Most cloud infrastructure environments let you auto-scale based on a variety of different metrics. If available, auto-scaling by queue length is most often the right way to go in a full-fledged, event-driven architecture – but this can be a little counter-intuitive. If you’re paying for resources like CPU hours, for instance, why would you want to start scaling out before you have made full use of the resources you are already paying for, right? Not quite… Here’s why.
Once upon a time in the data center, monitoring and scaling servers was a manual process. An administrator might monitor resource usage for their “mission-critical” servers, a.k.a. pets, to ensure that they weren’t getting overloaded. When the total CPU reached a certain threshold for a set period of time, it might trigger an alert. If the total CPU utilization for the company web portal started to max out, another server could be built and added to the cluster.

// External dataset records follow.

PR #2657, opened 2021-04-19
Add schema for ic admissions nice per age group

VWSCoronaDashboard14:
- Took the `tested_per_age_group.json` as a reference to transform it to the `intensive_care_nice_per_age_group` schema
- Combined the 0-9 and the 10-19 into one category
- Made it not required in the `__index.json` file

### DIFF
--- a/packages/app/schema/nl/intensive_care_nice_per_age_group.json
+++ b/packages/app/schema/nl/intensive_care_nice_per_age_group.json
@@ -1,0 +1,78 @@
+{
+  "$schema": "http://json-schema.org/draft-07/schema#",
+  "title": "nl_intensive_care_nice_per_age_group",
+  "type": "object",
+  "additionalProperties": false,
+  "properties": {
+    "values": {
+      "type": "array",
+      "items": {
+        "$ref": "#/definitions/value"
+      }
+    },
+    "last_value": {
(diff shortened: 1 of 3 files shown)


packages/app/schema/nl/intensive_care_nice_per_age_group.json
```diff
@@ -0,0 +1,78 @@
...
+  },
+  "required": ["values", "last_value"],
+  "definitions": {
+    "value": {
+      "title": "nl_intensive_care_nice_per_age_group_value",
+      "additionalProperties": false,
+      "type": "object",
+      "required": [
+        
+        "admissions_age_0_19_per_million",
```
VWSCoronaDashboard4, line 25: hmm, in the codebase there already is a `_per_million` suffix, but also a `_per_1m` suffix... which one should we use?

VWSCoronaDashboard4 (approved):

packages/app/schema/nl/intensive_care_nice_per_age_group.json
VWSCoronaDashboard14: My personal preference is `_per_million` but I'm not against `_per_1m` either.

PR #2660, opened 2021-04-19
Link mobile users to sidebar instead of vaccination page

VWSCoronaDashboard13:
## Summary

Link mobile users to sidebar instead of the vaccination page from the link in the header on the actual page

## Motivation

Confused users

## Detailed design

Added nl routes to `user-reverse-router` with the index routing to the vaccination page. Used this link in the `top-navigation` and used the `nl.index` route provided by the reverseRouter to overwrite the existing href.

## Drawbacks

That href will need to be programmatically changed if they want to redirect it to a different page


packages/app/src/utils/use-reverse-router.ts
```diff
@@ -7,34 +7,62 @@ export function useReverseRouter() {
 
   return useMemo(() => {
     // prettier-ignore
```
VWSCoronaDashboard10, line 9: looks like your editor ignored this prettier-ignore comment. Might as well just delete this line because it doesn't work everywhere :-)

VWSCoronaDashboard10 (approved):

packages/app/src/utils/use-reverse-router.ts
VWSCoronaDashboard8, line 9: Looks like prettier formatted this file after all? If that's true I think it's fine, but then I suggest to also remove this comment.

VWSCoronaDashboard8 (approved):

packages/app/src/utils/use-reverse-router.ts
VWSCoronaDashboard13: is there a reason why you wanted this to be formatted this way?

packages/app/src/utils/use-reverse-router.ts
```diff
@@ -7,34 +7,62 @@ export function useReverseRouter() {
...
+    const reverseRouter = {
       actueel: {
         vr: (code: string) => `/actueel/veiligheidsregio/${code}`,
-        gm: (code: string) => `/actueel/gemeente/${code}`
+        gm: (code: string) => `/actueel/gemeente/${code}`,
+      },
+
+      nl: {
+        index: () => reverseRouter.nl.vaccinaties() + openMenuSuffix,
+        vaccinaties: () => `/landelijk/vaccinaties`,
```
VWSCoronaDashboard4, line 17: nit: perhaps these could be strings, instead of functions that return strings? not sure if it will work with wherever this is used.

VWSCoronaDashboard4 (approved):

VWSCoronaDashboard1 (approved):

packages/app/src/utils/use-reverse-router.ts
VWSCoronaDashboard13: good catch! works fine as a string 👍

packages/app/src/utils/use-reverse-router.ts
VWSCoronaDashboard13: although I think for the sake of consistency it would actually make sense to keep in as a function

packages/app/src/utils/use-reverse-router.ts
VWSCoronaDashboard13: although, for the sake of consistency I think it would actually make more sense for them to all be functions

packages/app/src/utils/use-reverse-router.ts
VWSCoronaDashboard10: the `// prettier-ignore` disables the formatting for the complete code block, not only the first function. The comment was there to make that block a bit easier for the eyes to read. But feel free to remove it since 't doesn't work on your (and probably other dev's) environment.

packages/app/src/utils/use-reverse-router.ts
VWSCoronaDashboard10: Yes I'd rather have them as functions to have the API predictable.

packages/app/src/utils/use-reverse-router.ts
VWSCoronaDashboard13: sorry wrote that response on the wrong comment haha. Makes sense 👍

PR #2661, opened 2021-04-19
Remove sewer bar chart from VR and G

VWSCoronaDashboard13:
## Summary

Remove sewer bar chart from VR and G 

## Motivation

Too confusing and data is available elsewhere

## Detailed design

- Removed the chart tiles from the sewer pages
- Removed `municipality-sewer-water.util.ts` and `safety-region-sewer-water.util.ts` since they weren't being used anymore
- Removed `useSelectedStationValues` from `/sewer-chart/logic.ts` since it also wasn't being used

Did not remove any schemas because the schema being used for the bar chart, `sewer_per_installation`, appears to be used for the sewer scatter plot


VWSCoronaDashboard4 (approved):
🔥

VWSCoronaDashboard14 (approved):

VWSCoronaDashboard8 (approved):

PR #2663, opened 2021-04-19
Prevent exporting draft translations on production builds

VWSCoronaDashboard10:
## Summary

Prevent exporting lokalize draft translations during a production build.

The env var I currently use to detect the production environment (process`.env.NEXT_PUBLIC_VERCEL_ENV`) probably isn't set during a production build. Todo: figure out how to detect production build properly..

### DIFF
--- a/packages/cms/src/lokalize/export.ts
+++ b/packages/cms/src/lokalize/export.ts
@@ -18,7 +18,14 @@ client
     const nl: Record<string, string> = {};
     const en: Record<string, string> = {};
 
-    for (const document of result) {
+    /**
+     * Both drafts as published documents are part of the query-result because
+     * the client is authenticated with a sanity token.
+     */
+    const drafts = result.filter((x) => x._id.startsWith('drafts.'));
+    const published = result.filter((x) => !x._id.startsWith('drafts.'));
+
+    for (const document of published) {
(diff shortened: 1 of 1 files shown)


VWSCoronaDashboard7:
How about the other way around? Never export unless its develop? Then you can set an environmental to your choosing for preview/develop environments on Vercel.

VWSCoronaDashboard1 (approved):

packages/cms/src/lokalize/export.ts
```diff
@@ -35,6 +42,28 @@ client
...
+     */
+    if (process.env.NEXT_PUBLIC_VERCEL_ENV !== 'production') {
+      for (const document of drafts) {
+        const key = `${document.subject}.${document.path}`;
+        nl[key] = document.text.nl.trim();
+        en[key] = document.text.en?.trim();
+
+        if (!en[key]) {
+          /**
+           * Here we could make an automatic fallback to Dutch texts if English is missing.
```
VWSCoronaDashboard8, line 56: I think I used "could" when I wasn't sure it was what we wanted. But since it's being applied let's remove the word to avoid confusion :)

VWSCoronaDashboard8 (approved):

VWSCoronaDashboard10:
closed in favor of #2687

Typically, this process was manual and so slow that the whole cluster was usually just over-sized to avoid this situation altogether. Things became more tolerable with machine virtualization, in part, because growth and traffic trends for many apps were still reasonably predictable and image-based deployment was automated.
Even then, scaling based on resource consumption was grossly misguided because users often experience slow response times well before server resources are exhausted. Once a server reaches its maximum throughput, any additional load causes throughput to decline and user response latency to skyrocket. And in this regard, things are no different in the cloud.
Just as in the physical world, when new requests are arriving faster than they can be processed, a queue is going to form somewhere and start to back up. Users at the back of the line will experience much longer wait times. This is the iron law of queuing theory.
Unfortunately, you won’t find a “throughput” metric for auto-scaling because the point of maximum throughput is different for every application. In the absence of this metric, however, the queue length is the best indicator that it’s time to scale up or down.
If you imagine that you are a shift manager at a supermarket during peak shopping hours, this idea becomes fairly obvious. Knowing the average checkout time (throughput) is fairly constant, you will want to open a new register as soon as you see a certain number of shoppers in line. This tells you that shoppers are arriving faster than they can be checked out by the existing number of cashiers. If you don’t open a new lane (auto-scale) fast, shoppers may decide to abandon their carts and leave because they are doing the same calculation themselves. Like the supermarket, if you don’t add capacity to your application before long queues form, waiting users may simply decide to leave in frustration. If queues grow too long, request timeouts will be coming soon.
With most cloud-native apps, especially the B2C variety, traffic peaks and valleys may vary greatly, change quickly, and be difficult to predict. Reacting quickly to this kind of fluctuation is critical for remaining responsive to users when traffic spikes, and then reducing resource costs when it subsides.
In a modern event-driven architecture, a single customer request may involve many different messages, services, and queues. A single order may require a dozen price lookups and inventory checks, several rewards lookups, one or two tax calculations, a credit card validation and charge, and a single receipt. The number of messages that end up on any given queue within such sagas, and the average processing time it takes to process them, may differ a lot.
One advantage of relying on queue lengths for auto-scaling is that services can scale independently, helping to minimize the “noisy neighbor” issue. You have an opportunity to “tune” the app by adjusting the queue length thresholds. But choosing the right threshold for each queue isn’t as simple as it sounds. The length of the queue is determined by the arrival rate of new messages and the average processing time for each message, both of which are highly dynamic based on runtime conditions. How can you decide what is the best value for each queue length?
There is a fairly rigorous way to answer this question called Transaction Cost Analysis (TCA). TCA can be too costly and time-consuming for the relative value of the answers it can provide in this context. A rough and ready approach may be just as good, given that traffic patterns are constantly evolving anyway. You can do this by testing your services under sufficient load to cause the queue to grow, and then measuring both the (input) queue length and the average processing latency for the consuming service. By gradually increasing the arrival rate, you can see what the queue length is when wait times become unacceptable.
If you are auto-scaling your services with Azure Monitor, both Azure Storage and Azure Service Bus expose a queue length metric that it can use for this auto-scaling strategy.
If your services will be hosted in Kubernetes, you will need the custom metrics Stackdriver adapter and the HorizontalPodAutoscaler (HPA).
Even if you are writing front end services for Azure API Management instances, you can still take partial advantage of this strategy. Azure Monitor will auto-scale your APIM instances based on a composite metric called capacity. This composite includes consideration of the incoming request queue length for each API. If in doubt, favor the lower end of the scale because these instances take some time to spin up.
Finally, for those of you who can do the math, the ideal auto-scaling metric is actually the rate of acceleration of queue length increase or decrease over a period of time i.e. the second derivative. This figure could be used to auto-scale predicatively, but so far no orchestrators are that smart. Maybe you can drop a note in the suggestion box for your favorite autoscaler!